Open Postdoctoral position, faculty mentor Barbara Simpson

Important Info

Faculty Sponsor First name: 
Barbara
Faculty Sponsor Last Name: 
Simpson
Stanford Departments and Centers: 
Civil and Environmental Engineering
Postdoc Appointment Term: 
Initial appointment is 1 year with the expected renewal after the first year for an additional 1-2 years by mutual agreement.
Appointment Start Date: 
Applications will be considered on a rolling basis with start dates as early as 1/1/2026 and as late as 3/1/2026.
How to Submit Application Materials: 

Please upload all application material to: https://forms.gle/Goi1LE52hYk9otMQ8

Does this position pay above the required minimum?: 
Yes. The expected base pay range for this position is listed in Pay Range field.
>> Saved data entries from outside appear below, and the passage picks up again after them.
PR #226, opened 2019-10-22
fix: RxPackets is doubled in package procfs

beautytiger:


discordianfish:
Uhh good catch, thanks!

Issue #225, opened 2019-10-17
Parsing hypen in mountinfo incorrect


meriororen:
Hello,

Sometimes other field (like mount points) can have hyphen in them, causing mountinfo parser to put wrong information in wrong field. 

I do think this line
https://github.com/prometheus/procfs/blob/master/mountinfo.go#L93

can be improved. 

In my case, my usb drive mount point is, /media/isa/300A-6F09, this could cause incorrect optional field separation.

SuperQ:
Yup, there are other cases where this is broken. We also want to eliminate the use of buffio scanners, so I think a bit of a re-write is in order. It might be worth making this a regexp parser.

PR #228, opened 2019-10-25
Update mountinfo parsing

SuperQ:
* Use a regexp to parse the mountinfo lines.
* Use util.ReadFileNoStat() to instead of a buffered reader.
* Add a test for hypens in the mountpoint.

Fixes: https://github.com/prometheus/procfs/issues/225

### DIFF
--- a/mountinfo.go
+++ b/mountinfo.go
@@ -15,19 +15,13 @@ package procfs
 
 import (
 	"bufio"
+	"bytes"
 	"fmt"
-	"io"
-	"os"
 	"strconv"
 	"strings"
-)
 
-var validOptionalFields = map[string]bool{
-	"shared":         true,
-	"master":         true,
-	"propagate_from": true,
-	"unbindable":     true,
-}
+	"github.com/prometheus/procfs/internal/util"
+)
 
 // A MountInfo is a type that describes the details, options
 // for each mount, parsed from /proc/self/mountinfo.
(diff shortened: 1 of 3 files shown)


discordianfish:
Hrm not sure that using a regex is the best way. How do the usual linux tools parse this? I'd assume there is some regex-free way to do that. If not, this is fine.

SuperQ:
The only code I've found so far was some random Perl code. It splits on spaces, which might be a reasonable way to go. But I thought the regexp would be a little better for validating the contents of the various sections.

discordianfish:
I'd argue we don't want to validate this at all.

See: http://man7.org/linux/man-pages/man5/proc.5.html
I think the right way to parse this is:
- split by space
- store elements 1-6 individually
- start looping over element 7+ until you find a -
- store remaining elements individually

SuperQ:
Ok, I'll re-work this.

SuperQ:
@discordianfish Ok, now it's a bunch of much simpler offsets and loops. Thanks for the suggestion.

SuperQ:
I cleaned up a couple more things, I feel like the optional field parsing is now easier to understand, and less buggy.

mountinfo.go
```diff
@@ -89,57 +75,76 @@ func parseMountInfo(r io.Reader) ([]*MountInfo, error) {
...
+func mountOptionsParseOptionalFields(o []string) (map[string]string, error) {
+	optionalFields := make(map[string]string)
+	for _, field := range o {
+		optionSplit := strings.SplitN(field, ":", 2)
+		value := ""
+		if len(optionSplit) == 2 {
+			value = optionSplit[1]
+		}
+		if !mountOptionsIsValidField(optionSplit[0]) {
+			return optionalFields, fmt.Errorf("invalid optional key: %s", optionSplit[0])
```
pgier: I'm wondering if we should just ignore invalid fields instead of returning an error since the procfs docs say: `Parsers should ignore all unrecognised optional fields.`

discordianfish: @SuperQ Whats the reasoning for validating them at all? I feel like we should just include whatever is in there without any validation.

discordianfish:
Beside that, LGTM

mountinfo.go
SuperQ: Hmm, good point, I will update this part.

SuperQ: @discordianfish I feel like we should follow the procfs docs and ignore them.

SuperQ:
Ok, I returned the optional field check to ignore not fail.

PR #232, opened 2019-11-06
feat: Add support for meminfo

### LINKED ISSUE #230: Add support for parsing meminfo
Would be great to have support for /proc/meminfo. 
I see https://github.com/prometheus/procfs/pull/18 from a few years ago. Is this a good enough base to start with?

bradbeam:
fixes #230 

Signed-off-by: Brad Beam <brad.beam@talos-systems.com>


bradbeam:
I was looking at node exporter and noticed that the values are normalized as [bytes](https://github.com/prometheus/node_exporter/blob/master/collector/meminfo_linux.go#L55-L62), should I do the same here or leave as the default units?

pgier:
Hmm, good question.  Since these fields seem to be hard coded to kB (https://elixir.bootlin.com/linux/latest/source/fs/proc/meminfo.c) except for the HugePage fields, I think it's ok to just leave them as is and allow the client to do the unit conversion as needed.  We should just make it clear in the godoc that the fields are all kB except for HugePages fields which are a count.
@SuperQ wdyt?

SuperQ:
For the library, we tend to keep things in the original form, and leave it up to the user (node_exporter) to do the conversion.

The pay offered to the selected candidate will be determined based on factors including (but not limited to) the qualifications of the selected candidate, budget availability, and internal equity.
Pay Range: 
77,000-80,000

A postdoctoral scholar is sought for a position in SEA-Scan: Structural and Environmental Algorithms for Sensing of Offshore Systems  working with Dr. Barbara Simpson in the School of Engineering and School of Sustainability, Department of Civil and Environmental Engineering at Stanford University. The work will play an important role in the development of a subsea digital twin of deep-water mooring lines for floating offshore wind turbines. The digital twin will be integrated with machine learning algorithms for detection of primary entanglement due to fishing gear and secondary entanglement due to marine animals. Additionally, the digital twin will be utilized to monitor the structural health of deep-water mooring lines. 

Description: Extraction of abnormal entanglement from normal platform motion and sea states is difficult. Entanglement data can be noisy and notoriously difficult to process in remote, deep ocean environments. Moreover, continuous spatial and temporal monitoring results in enormous volumes of data, necessitating the management of large datasets and communication of extensive (and expensive) data packets. These factors necessitate new developments in sensor design, dataset transmission, data analysis, and numerical modeling to distinguish between normal and abnormal features. Here, the goal is to develop machine learning algorithms for entanglement detection and classification. The algorithms are supported by affordable, spatial surface and subsea sensing and a low-power edge computing to collect and compress datasets at-sea, allowing the system to make critical inferences and reliably transmit data. Detection accuracy is then enhanced using a sub-sea digital twin, which contextualizes the data in terms of physical principles and outputs information to detect abnormalities associated with entanglement and changes to structural integrity. 

For further details on the research, scope, and position expectations please contact Dr. Barbara Simpson. This project includes collaborations with Sofar Ocean https://www.sofarocean.com/. Additional details on the research team can be found at: https://simpsoba.su.domains/ (Dr. Simpson’s webpage). The original call for the solicitation can be found here: https://www.energy.ca.gov/solicitations/2025-02/gfo-24-307-advancing-designs-and-analysis-high-voltage-direct-current

Required Qualifications: 
  • Doctoral Degree (PhD, MD, or equivalent) conferred by start date.
  • Demonstrated experience/knowledge of floating offshore wind, mooring line dynamics, digital twins, structural health monitoring, or real-time surrogate modeling
Required Application Materials: 
  • Curriculum vitae
  • Cover letter describing relevant experiences, interests, and goals
  • A scientific writing sample (e.g., manuscript or thesis chapter)
  • Contact information for 2 references 

Review of applications will begin immediately. Additional supporting information may be requested upon review. 

 

Stanford is an equal opportunity employer and all qualified applicants will receive consideration without regard to race, color, religion, sex, sexual orientation, gender identity, national origin, disability, veteran status, or any other characteristic protected by law.